_WHAT TO DO_
Where does the word "xorg" occur in the material? Copy each line that has it.

##### EXERCISE MATERIALS

PR #691, opened 2016-07-10
libxpm: enable 2nd arch, drop libXpm.la.

fbrosson:
* Enable 2nd arch and drop documentation when building for them.
* Drop the libtool library file since we don't need it.
* ~~Remove unneeded **`lib:lib{xau,xcb}`** from REQUIRES.~~
* Add **`devel:lib{x11,xcb,x11}`** to REQUIRES_devel.
* Add **`$secondaryArchSuffix`** to **`cmd:libtoolize`** in BUILD_PREREQUIRES.
* HOMEPAGE: http://xorg.freedesktop.org/ moved to https://www.x.org/.
* ARCHITECTURES: Mark as tested on x86 and x86_64.

### DIFF
--- a/x11-libs/libxpm/libxpm-3.5.11.recipe
+++ b/x11-libs/libxpm/libxpm-3.5.11.recipe
@@ -5,27 +5,30 @@ The development work is being done in conjunction with the freedesktop.org \
 community. \
 The X.Org Foundation is the educational non-profit corporation whose \
 Board serves this effort, and whose Members lead this work."
-HOMEPAGE="http://xorg.freedesktop.org/"
+HOMEPAGE="https://www.x.org/"
 COPYRIGHT="1989-95 GROUPE BULL
 	1998 Arnaud LE HORS
-	1996 Lorens Younes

##########

_ANSWER SECTION_
* HOMEPAGE: http://xorg.freedesktop.org/ moved to https://www.x.org/.
-HOMEPAGE="http://xorg.freedesktop.org/"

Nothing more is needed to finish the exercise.